Felix Loch: Es ist natürlich bitter, dass wir anscheinend in Deutschland ein System haben, das herausragende Leistungen nicht mehr in dem Maße belohnt, wie es meiner Meinung nach sein sollte. Wir Athleten geben fast rund um die Uhr alles, um im internationalen Sport vorn mit dabei sein zu können. Wir vertreten und repräsentieren mit Stolz unser Land. Die Förderung über die Deutsche Sporthilfe ist extrem wichtig für uns, und ich selbst werde seit vielen, vielen Jahren von der Sporthilfe unterstützt. Sie ist ein wichtiger Teil meiner Karriere, und ohne die Deutsche Sporthilfe wäre ich sicherlich nicht so weit gekommen.

Frage: Wie sieht es finanziell bei den olympischen Athleten aus?

Loch: Man muss ganz ehrlich sein: Wir sind keine Fußballer, sondern viele von uns sind in Sportarten unterwegs, die leider oftmals nicht die große Aufmerksamkeit haben. Das wiederum bedeutet, dass Athleten zum Beispiel in olympischen oder paralympischen Sportarten keine Riesensprünge machen können.

Frage: Wie wird das Fördergeld eingesetzt?

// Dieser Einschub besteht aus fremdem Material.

PR #4616, opened 2017-03-13
Synchronize the schema with docker/docker

dnephin:
Related PR https://github.com/docker/docker/pull/31795

The v3.1 schema in both repos should be reverted to the version we released, and a new schema is created for the next release.

TODO: fix the code to support this version


compose/config/config.py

Loch: Mit der Grundförderung können wir zum Beispiel persönliche, trainingsspezifische Sportgeräte kaufen oder uns das eine oder andere Mal etwas leisten, das uns wieder hilft, besser zu werden. Das kann alles Mögliche sein: Mentaltrainer, Ernährungsberater, Sporternährung usw. Es zahlt immer alles auf den nächsten Wettkampf oder die nächsten Weltmeisterschaften bzw. Olympia ein.

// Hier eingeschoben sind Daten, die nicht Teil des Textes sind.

PR #4624, opened 2017-03-16
Pass the --disable-pip-version-check option to pip freeze

hashpling:
I noticed this in an environment with no direct internet access. A new version of docker-compose appeared to be hanging for a few seconds on every invocation and it turned out that this was due to pip attempting to check whether it was up to date.

The `--disable-pip-version-check` option prevents this and has been part of pip's interface since version 6.

### DIFF
--- a/compose/cli/__init__.py
+++ b/compose/cli/__init__.py
@@ -13,7 +13,9 @@ try:
     # https://github.com/docker/compose/issues/4481
     # https://github.com/pypa/pip/blob/master/pip/_vendor/__init__.py
     s_cmd = subprocess.Popen(
-        ['pip', 'freeze'], stderr=subprocess.PIPE, stdout=subprocess.PIPE
+        ['pip', '--disable-pip-version-check', 'freeze'],
+        stderr=subprocess.PIPE,
+        stdout=subprocess.PIPE
     )
     packages = s_cmd.communicate()[0].splitlines()
     dockerpy_installed = len(


jbrwilkinson:
LGTM

shin-:
The issue here is that this command would probably fail if the pip version on the user's machine is older than that. I understand the inconvenience when offline, but I'd like to aim for a better solution here.
Maybe a `COMPOSE_SKIP_PIP_CHECK` environment variable that just ignores the entire block.

hashpling:
That's a fair point, however I found it impossible to get an environment installed where pip was sufficiently old such that it doesn't have `--disable-pip-version-check` (i.e. 1.5.6) and that `python-requests` was sufficiently modern that `docker-compose` actually makes it as far as executing this test. If you try to get a really old pip to upgrade requests without upgrading itself, it ends up in a broken state where it can no longer upgrade anything.

I don't know that this is anything more than a hypothetical concern, but I'm happy to be proved wrong and do something better.

shin-:
@hashpling Thanks - I think I have found an alternative using an environment variable instead - can you check out #4698 and see if that solves your issue as well?

hashpling:
Thanks. In principle I'm happy for #4698 to replace this fix. I've ask about a couple of minor points over there. This can be closed once that lands or whenever you feel is more appropriate.

shin-:
Closing in favor of #4698 - thanks again for your help.

PR #4625, opened 2017-03-16
Add bash completion for `build --build-arg`

albers:
bash completion for #4564.


shin-:
Thanks!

Frage: Mit welchen Rahmenbedingungen müssen diese olympischen Athleten zurechtkommen?

Loch: Es macht natürlich einen großen Unterschied, ob du Millionen verdienst oder mit 72.001 Euro brutto vielleicht eine Familie ernähren musst, dein Partner selbst nicht Vollzeit zur Arbeit gehen kann, weil er sich um die Kinder kümmert. Fakt ist: Wir reden hier in den allermeisten Fällen von Athleten, die nur eine kurze Zeit auf dem Peak ihrer Karriere sind und auch einen Blick auf ihr Leben nach dem Sport haben müssen. Nicht alle haben das Glück, eine Sportförderstelle bei der Bundespolizei, Landespolizei oder Bundeswehr zu haben.

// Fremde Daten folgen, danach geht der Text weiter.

PR #5115, opened 2017-08-17
Add support for squash in build definition

### LINKED ISSUE #4235: Add support for the --squash flag
See https://github.com/docker/docker/pull/22641

shin-:
Fix #4235

### DIFF
--- a/compose/config/config.py
+++ b/compose/config/config.py
@@ -1019,6 +1019,7 @@ def merge_build(output, base, override):
     md.merge_scalar('dockerfile')
     md.merge_scalar('network')
     md.merge_scalar('target')
+    md.merge_scalar('squash')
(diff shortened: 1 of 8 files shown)


shin-:
cc @dnephin Is it too late to add this to the 3.4 definition?

dnephin:
We should still have time to add it.

Squash is experimental, and now that multi-stage build exists there was talk of removing it instead of making it non-experimental, so maybe we shouldn't support it?

shin-:
Oh, i was not aware. Do you know if there's a public issue discussing the removal?

In any case, I will shelf this until we have a decision then.

dnephin:
I don't think there was an open issue yet, just comments in other related issues, so I created https://github.com/moby/moby/issues/34565.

Frage: Wie sehr fürchten Sie, dass diese Streichung den Nachwuchs abschreckt, Leistungssport zu machen – weil die finanzielle Perspektive immer unattraktiver wird?

Loch: Das Signal sollte aus meiner Sicht sein: Wenn du richtig hart trainierst und dir den Hintern aufreißt, wirst du erfolgreich und bekommst im besten Fall einen Zuschuss, der es dir ermöglicht, dranzubleiben und vielleicht sogar besser zu werden.

Frage: Die Olympia-Prämien wie die 20.000 Euro für Gold sind seit 2014 gleich, werden von der Sporthilfe, nicht vom Bund gezahlt. In anderen Nationen gibt es Hunderttausende oder sogar lebenslange Renten vom Staat. Was sagt die Höhe über die Wertschätzung aus?

Loch: Vor allem nach den Olympischen Spielen in Paris wurde viel über die Prämienzahlungen für die Medaillen diskutiert. Ich fand das wichtig und richtig, dass der Aufschrei bei den Fans groß war, dass ein Goldmedaillengewinner „nur“ 20.000 Euro VOR Steuern bekommt. Ich meine, wir reden hier von einer Goldmedaille bei dem größten Sportereignis der Welt. Die Chance, dass ausgerechnet DU dieser eine Athlet bist, der nach vier Jahren Vorbereitung die Goldmedaille gewinnt, ist eher gering, und es muss am Tag X wirklich alles zusammenpassen. Daher wundert mich jetzt die Entscheidung des hessischen Finanzministeriums über die Einkommensgrenze, wo wir uns doch eigentlich ziemlich einig waren, dass Athleten auch finanziell mehr gefördert gehören.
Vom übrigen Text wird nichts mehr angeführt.